If you’re planning a kitchen update, consider three changes in order of impact: first, effective externally vented extraction; second, breathable wall and ceiling finishes away from splash zones; third, a natural flooring option that suits how you actually use the room.
Products to Explore
Clay paints work well on kitchen walls and ceilings away from direct splash zones. For areas near the hob and sink, lime-based finishes or tiles provide durability with breathability. Natural linoleum flooring (look for brands carrying GREENGUARD certification) offers a practical, low-emission alternative to vinyl. Cork flooring sealed with a natural hard-wax oil combines warmth underfoot with reasonable kitchen durability.
Common Questions
Is a gas hob bad for indoor air quality?
Gas hobs produce nitrogen dioxide from combustion, which electric and induction hobs avoid. Research consistently shows higher NO₂ levels in kitchens with gas cooking. If you cook with gas, running extraction and opening a window while cooking makes a significant difference. Switching to induction eliminates combustion gases entirely while still producing particulates from the food itself.
Can I use clay paint behind my hob?
Standard clay paint is more porous than conventional kitchen paint and can absorb grease splatter and staining near the hob. A tiled splashback behind the cooking area, with clay paint on remaining walls and ceilings, gives you the best of both approaches.
How often should I clean or replace cooker hood filters?
Recirculating hoods need filter replacement every three to six months, depending on use. Externally vented hoods have grease filters that should be cleaned monthly (most are dishwasher-safe). A clogged filter dramatically reduces extraction performance.
Does opening a window while cooking actually help?
Measurably, yes.

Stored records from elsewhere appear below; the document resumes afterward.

PR #1777, opened 2022-04-03
close notifications after a set timeut of 6s or when user navigates f…

helen-ndip:
…rom a page

-

Testing checklist:
- [x] automatically dismiss notification when user navigates away from a page.
- [x] automatically dismiss notification after 6s if user decides to stay on a page.

Fixes ushahidi/platform#4384.

Ping @ushahidi/platform

### DIFF
--- a/legacy/app/common/notifications/slider.service.js
+++ b/legacy/app/common/notifications/slider.service.js
@@ -46,13 +46,13 @@ function SliderService($rootScope, $q, $templateRequest) {
     function closeOnNavigationOrTimeout() {
         setTimeout(() => {
             close();
-            window.removeEventListener("popstate", sliderClose, false);
+            window.removeEventListener('popstate', sliderClose, false);
         }, 6000);
 
         let sliderClose = () => {
             close();
-            window.removeEventListener("popstate", sliderClose, false);
+            window.removeEventListener('popstate', sliderClose, false);
         }
-        window.addEventListener("popstate", sliderClose, false);
+        window.addEventListener('popstate', sliderClose, false);
     }
 }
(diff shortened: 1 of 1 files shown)


Angamanga (changes requested):
Thank you for your contribution @helen-ndip! I like the solution but I would like to remove the timeout and only keep closing it for navigation-changes. For some of the notifications, the slider actually needs to be open to prevent the user from missing it, for example csv exports so its actually better to keep it.

Ako-Njang:
> Thank you for your contribution @helen-ndip! I like the solution but I would like to remove the timeout and only keep closing it for navigation-changes. For some of the notifications, the slider actually needs to be open to prevent the user from missing it, for example csv exports so its actually better to keep it.

Ok I think so too. I will update that right away.

helen-ndip:
> Thank you for your contribution @helen-ndip! I like the solution but I would like to remove the timeout and only keep closing it for navigation-changes. For some of the notifications, the slider actually needs to be open to prevent the user from missing it, for example csv exports so its actually better to keep it.

I think so too. I will update that right away.

helen-ndip:
@Angamanga  I have done the suggested changes.

helen-ndip:
> Thank you for your contribution @helen-ndip! I like the solution but I would like to remove the timeout and only keep closing it for navigation-changes. For some of the notifications, the slider actually needs to be open to prevent the user from missing it, for example csv exports so its actually better to keep it.

@Angamanga  do I still need to make some more changes? I think I am done with this

Angamanga (approved):
Thank you for your contribution 🙏 Approved!

Angamanga:
@Obadha2 Ready for QA.

Obadha2:
@Angamanga QA'd, passes. 👍

Angamanga:
@tuxpiper To include in next relase!

tuxpiper:
Wonderful 👌, thank you all!

PR #1779, opened 2022-04-13
Fixed the deployment to heroku

ps-19:
After brain storming for many hours on heroku and repo i got the silly reason for the issue. 

Testing checklist:
- [x] I have tested the build.

Fixes ushahidi/platform#[4288](https://github.com/ushahidi/platform/issues/4288).

Ping @ushahidi/platform

### DIFF
--- a/README.md
+++ b/README.md
@@ -14,7 +14,7 @@ All our issues live in https://github.com/ushahidi/platform/issues .
 
 ## Try it out on Heroku
 
-[![Deploy](https://www.herokucdn.com/deploy/button.png)](https://heroku.com/deploy?template=https://github.com/ushahidi/platform-client/tree/master)
+[![Deploy](https://www.herokucdn.com/deploy/button.png)](https://heroku.com/deploy?template=https://github.com/ushahidi/platform-client/tree/develop)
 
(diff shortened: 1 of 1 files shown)


Angamanga:
@tuxpiper Could you review this? 🙏

tuxpiper:
I think that's fine, but since it's the develop branch, a disclaimer should be added that the deployed site may not work or be usable (unstable version).

Otherwise, it should point to the "main" branch instead.

Could you please adjust @ps-19 ?

tuxpiper (changes requested):
Changes requested

ps-19:
@tuxpiper sir where should i add the disclaimer, in the readme file. And even if it is pointing towards `main` still "No app.json located in the repo URL provided" is showing.

tuxpiper:
Oh I see, so it looks like we are actually missing more bits here in order to make this PR viable..

@Angamanga do you recall if we had that app.json before and was removed as part of the Single-SPA changes?

tuxpiper:
I think that without that missing `app.json` file, we should close this PR. Anyone willing to spend a few minutes, I'm pretty sure they can fish that out from previous commits.

PR #1790, opened 2022-05-18
Adding loading-bar to survey-view

Angamanga:
- Adds a loading-bar/line to the create-survey-screen.

Testing checklist:
- Click on the + sign and select a survey to add a new post to
- [ ]  While the survey is loading, an orange bar/line that is moving should be visible just below the toolbar.

Fixes ushahidi/platform# .

Ping @ushahidi/platform


webong (approved):

webong:
All good to me! 

There's a side-effect I notice though, once I'm done adding a post to a survey, the orange bar/line loader shows, but even after the post is submitted and redirects to its post-view, the load line doesn't go away (keeps loading).

Angamanga:
@webong Yea, that is the functionality of the bar I think, already present in production. Since we use the same bar for most loading events, it shows up whenever a request is done and the client is waiting for a response from the API. It could be loading posts, loading map, checking for exports etc etc.

tuxpiper:
@Angamanga @webong  can we say this is good for QA?

tuxpiper:
@AmTryingMyBest could you please test this at the earliest opportunity? 🙏

PR #1796, opened 2022-06-09
Poc modebar

Angamanga:
- Adds an example of modebar in react. WIP. For more info, read here: https://www.notion.so/ushahidiorg/Platform-client-ac8e4d0cdd8045c7aaab2560603c6c19

Testing checklist:
- [ ]

Fixes ushahidi/platform# .

Ping @ushahidi/platform


tuxpiper:
To do for completion:

* use i18n strings
* plug in to authentication, so that only relevant icons are shown, according to user roles
   - choice: moving the authentication away from legacy first or last
     - probably last, because that way we need to change less things in the legacy app
     - authentication state is available anyway from local storage
* review the styles architecture, because dealing with the root DOM shouldn't be done inside modules , breaks separation of concerns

Cross-ventilation (window open plus extraction running) is the most effective combination. Even cracking a window on the opposite side of the room from the cooker hood improves airflow and reduces the time pollutants linger indoors.
What about worktops? Do they affect air quality too?
Most solid worktop materials (stone, solid wood, stainless steel) have very low emissions. Engineered wood worktops bonded with formaldehyde-based adhesives are the exception. If choosing engineered wood, look for products meeting E1 or E0.5 formaldehyde classes, or opt for solid timber oiled with a natural finish.